In the aftermath of the recent cyberattack on Indian cryptocurrency exchange WazirX, the company has unveiled a grim reality for its customers – 43% of the lost funds are unlikely to be recovered, as indicated by the advice of the company’s legal team. During a virtual press conference held on Monday, WazirX co-founder Nischal Shetty, in collaboration with representatives from restructuring firm Kroll, shed light on the exchange’s strategy to undergo a restructuring process that could stretch over a period of six months.
The focal points of the impending restructuring will include the development of new revenue streams, efforts towards recovering the stolen assets, and providing faster withdrawal options for users in need of immediate access to their funds, the company disclosed.
The cyberattack that transpired, confirmed by WazirX on July 18, resulted in the loss of over $230 million from one of its multisignature wallets. This wallet was operated through Liminal’s digital asset custody and wallet infrastructure. An initial investigation conducted by the company pointed to a discrepancy between the data presented on Liminal’s interface and the actual content of the transaction as the root cause of the attack. Notably, suspicions arose that the attack may have been executed by the Lazarus Group, a notorious cybercriminal organization allegedly tied to North Korea.

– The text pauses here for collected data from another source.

PR #298, opened 2018-10-22
lint and format on precommit hook

danethurber:
### What You're Solving

Adds a precommit hook to lint and format `.js` files. Also adds a hook to format `package.json` files. This is to ensure consistent style and automate the process. This also will make vscode/prettier play nicer with the project and give helpful hints in editors with eslint integrations.

As usual the precommit can be bypassed with the `-n` flag but my hope that in the future this is unnecessary - more of just an escape hatch while we're in transition.

### Design Decisions

- I chose to adopt the standardjs style - this is so we don't have to spend time defining our own rules
- I just integrated the tooling but did not fix all the linting errors. my reasoning is that we can fix them as we work on or refactor code. This allows a more incremental(but longer) transition.
- I added a hook to format package.json files and made the appropriate changes. This is more a style design I make but it is very low impact and i've liked having it automated in the past.
- i added a `.editorconfig` file for editors that support this.

### DIFF
--- a/.eslintrc.js
+++ b/.eslintrc.js
@@ -1,0 +1,7 @@
+module.exports = {
+  extends: ['standard', 'standard-react', 'plugin:jest/recommended'],
+  plugins: ['jest'],
+  env: {
+    'jest/globals': true
+  }
+}
--- a/commitlint.config.js
+++ b/commitlint.config.js
@@ -1,7 +1,7 @@
 const Repository = require('lerna/lib/Repository')
 const PackageUtilities = require('lerna/lib/PackageUtilities')
 
-function getPackageAbbreviations() {
+function getPackageAbbreviations () {
   const cwd = process.cwd()
   const repo = new Repository(cwd)
   return PackageUtilities.getPackages({
--- a/package.json
+++ b/package.json
@@ -1,13 +1,15 @@
 {
   "name": "design-system",
   "version": "1.0.0",
-  "private": true,
   "description": "Pluralsight design system",
-  "main": "packages/site/index.js",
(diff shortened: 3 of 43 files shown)


.eslintrc.js
```diff
@@ -0,0 +1,7 @@
+module.exports = {
```
danethurber: i'm keeping a simple as possible and just adopting other maintained rules.

commitlint.config.js
```diff
@@ -1,7 +1,7 @@
 const Repository = require('lerna/lib/Repository')
 const PackageUtilities = require('lerna/lib/PackageUtilities')
 
-function getPackageAbbreviations() {
+function getPackageAbbreviations () {
```
danethurber: I did format the few .js files and the root level - just because

package.json
```diff
@@ -1,39 +1,65 @@
 {
```
danethurber: example of the `format-package` script that organizes `package.json` files. there is some noise in this commit because of the changes but I thought it was warranted.

package.json
```diff
@@ -1,39 +1,65 @@
...
     "start": "npm run site",
     "test": "jest",
-    "test:watch": "npm run test -- --watchAll",
-    "test:updateSnapshot": "npm run test -- --updateSnapshot"
+    "test:updateSnapshot": "npm run test -- --updateSnapshot",
+    "test:watch": "npm run test -- --watchAll"
+  },
+  "lint-staged": {
+    "**/*.js": [
+      "eslint --fix",
```
danethurber: eslint with attempt to fix staged files and recommit them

Despite adhering to stringent security measures and best practices within the industry, such as maintaining a cold wallet and ensuring the security of hot wallets, WazirX found itself vulnerable to this new form of attack due to the compromise of a third-party entity, Liminal. Nischal Shetty acknowledged the unforeseen nature of the attack and the challenges posed by the compromised third-party system.
In the face of mounting pressure and challenges, WazirX finds itself embroiled in a legal tussle with CoinSwitch, another prominent Indian cryptocurrency exchange, which initiated legal action last week to recover approximately $9.7 million worth of assets trapped on WazirX’s platform. On Tuesday, the Singapore High Court is scheduled to consider WazirX’s plea for six months’ protection as it navigates through the process of restructuring its liabilities post the $234 million loss, accounting for nearly 45% of customer funds.

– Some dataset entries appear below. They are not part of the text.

PR #299, opened 2018-10-22
storybook: create new package for center addon

danethurber:
this will allow the addon to be used by other packages in the design system

### DIFF
--- a/commitlint.config.js
+++ b/commitlint.config.js
@@ -2,16 +2,18 @@ const Repository = require('lerna/lib/Repository')
 const PackageUtilities = require('lerna/lib/PackageUtilities')
 
 function getPackageAbbreviations() {
+  const prefix = `ps-design-system-`
+
   const cwd = process.cwd()
   const repo = new Repository(cwd)
+
   return PackageUtilities.getPackages({
     packageConfigs: repo.packageConfigs,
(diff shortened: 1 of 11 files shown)


commitlint.config.js
```diff
@@ -2,16 +2,18 @@ const Repository = require('lerna/lib/Repository')
...
+
   return PackageUtilities.getPackages({
     packageConfigs: repo.packageConfigs,
     rootPath: cwd
   })
     .map(pkg => pkg.name)
     .map(name => (name.charAt(0) === '@' ? name.split('/')[1] : name))
-    .map(name => (/-/.test(name) ? name.split('-').pop() : name))
-    .concat(['storybook-addon-theme'])
+    .map(name => (name.includes(prefix) ? name.replace(prefix, '') : name))
```
danethurber: i updated this to just check and strip the design system prefix.

packages/button/src/react/__specs__/storyshots.spec.js
```diff
@@ -1,11 +1,6 @@
+jest.mock('@pluralsight/ps-design-system-storybook-addon-center')
```
danethurber: this mock now lives next to the implementation

PR #300, opened 2018-10-23
<Halo />

danethurber:
- [x] setup new `<Halo />` component scaffolding
- [x] `<Halo />` implementation
  - [x] default appearance
  - [x] error appearance
  - [x] show on focus
  - [x] dark/light theme support
  - [x] config prop for rounding edges
  - [x] fix `:focus-within` in ie/edge
- [x] use in other components
  - [x] `<Switch />`
  - [x] `<TextInput />`

questions:
  - `<Switch />` allow focus if disabled?

--- 

reference design: 
image


commitlint.config.js
```diff
@@ -13,6 +13,7 @@ function getPackageAbbreviations() {
     .map(pkg => pkg.name)
     .map(name => (name.charAt(0) === '@' ? name.split('/')[1] : name))
     .map(name => (name.includes(prefix) ? name.replace(prefix, '') : name))
+    .concat(['project'])
```
danethurber: i added a new `project` scope for commitizen so we can do things outside the packages

packages/halo/src/css/index.js
```diff
@@ -0,0 +1,90 @@
+import core from '@pluralsight/ps-design-system-core'
+
+export const BASE_CLASSNAME = '.psds-halo'
+
+// TODO: make sure this is building/exported correctly
```
danethurber: i need more info about how the css is built so i can verify

packages/halo/src/react/index.js
```diff
@@ -0,0 +1,73 @@
...
+import polyfillFocusWithin from 'focus-within'
+import PropTypes from 'prop-types'
+import React from 'react'
+
+import css, { BASE_CLASSNAME } from '../css'
+import * as vars from '../vars'
+
+import withDefaultTheme from './with-default-theme'
+
+polyfillFocusWithin(document)
```
danethurber: there are other ways to do this. i went with this package/approach because it was the most widely used

packages/halo/src/react/index.js
```diff
@@ -0,0 +1,73 @@
...
+
+const styles = {
+  halo: props => {
+    const theme = `${BASE_CLASSNAME}--theme-${props.themeName}`
+    const appearance = `${BASE_CLASSNAME}--appearance-${props.appearance}`
+    const gapSize = `${BASE_CLASSNAME}--gap-size-${props.gapSize}`
+    const shape = `${BASE_CLASSNAME}--shape-${props.shape}`
+
+    return glamor.css(
```
danethurber: there seems to be some hurdles to getting the write css for the components. also i think this is generating a classname for every combination of possible variations. i assume there is a reason i was just curious if there is a simplier way

packages/halo/src/react/with-default-theme.js
```diff
@@ -0,0 +1,28 @@
...
+
+const getDisplayName = Component => {
+  if (typeof Component === 'string') return Component
+
+  if (!Component) return undefined
+
+  return Component.displayName || Component.name || 'Component'
+}
+
+export default function withDefaultTheme (BaseComponent) {
```
danethurber: I don't love this name - to me it might mean the component is explicitly using the `default` theme. what could be a better name, `withThemeDefault`? `withFallbackTheme`?

packages/halo/stories/focused.js
```diff
@@ -0,0 +1,62 @@
...
+    background: core.colors.gray02,
+    borderColor: core.colors.gray02,
+    color: core.colors.white
+  }),
+  pill: glamor.css({
+    borderRadius: 1000
+  })
+}
+
+class Focused extends React.Component {
```
danethurber: this is just used in the story to have an element that autofocuses

packages/storybook-addon-center/__mocks__/index.js
```diff
@@ -1,10 +1,5 @@
 var React = require('react')
 
-var CenterDecorator = props => {
-  return React.createElement('div', {
-    ...props,
-    'data-storybook-center-decorator': true
-  })
-}
+const MockCenter = props => React.createElement(React.Fragment, props)
```
danethurber: this makes even smaller snapshots

packages/switch/src/react/index.js
```diff
@@ -71,69 +33,84 @@ const styles = {
...
 
     return (
       <button
         {...switchProps}
-        tabIndex={allProps.tabIndex || '0'}
-        role="checkbox"
         aria-checked={allProps.checked}
-        onFocus={this.handleFocus}
         onBlur={this.handleBlur}
+        onFocus={this.handleFocus}
```
jaketrent: love me some alpha ordering!

packages/switch/src/react/index.js
```diff
@@ -71,69 +33,84 @@ const styles = {
...
+          </div>
+
+          <input
+            tabIndex='-1'
+            type='checkbox'
+            readOnly
+            checked={allProps.checked}
+            {...styles.checkbox(allProps)}
+          />
+        </Halo>
```
jaketrent: nbd, but putting Halo around the div only might be a subtle indicator as to what is visible vs hidden. 🤷‍♂️

packages/switch/src/react/index.js
```diff
@@ -71,69 +33,84 @@ const styles = {
...
+        >
+          <div {...styles.track(allProps)}>
+            <div {...styles.thumb(allProps)} />
+          </div>
+        </Halo>
+
         <input
-          tabIndex="-1"
-          type="checkbox"
+          tabIndex='-1'
```
jaketrent: funny, I either missed this and didn't say anything or it wasn't in the previous commits.  Are there new eslint rules on the scene midway through this PR?  I'm still trying to figure out what new tooling has its ladles in the kitchen.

Shetty emphasized that WazirX is committed to narrowing the gap between the potential recovery and the lost funds, although he acknowledged that the current figures are subject to change as negotiations and discussions evolve in the upcoming weeks. He highlighted the ongoing negotiations and ideation phase, indicating that a clearer picture would emerge over the course of several weeks regarding the steps to bridge the existing gap.
As the cryptocurrency exchange grapples with the aftermath of the cyberattack and strives towards a successful restructuring process, the road ahead remains fraught with challenges and uncertainties. Despite the setbacks, WazirX appears determined to navigate through this turbulent phase and emerge stronger on the other side, albeit with valuable lessons learned along the way.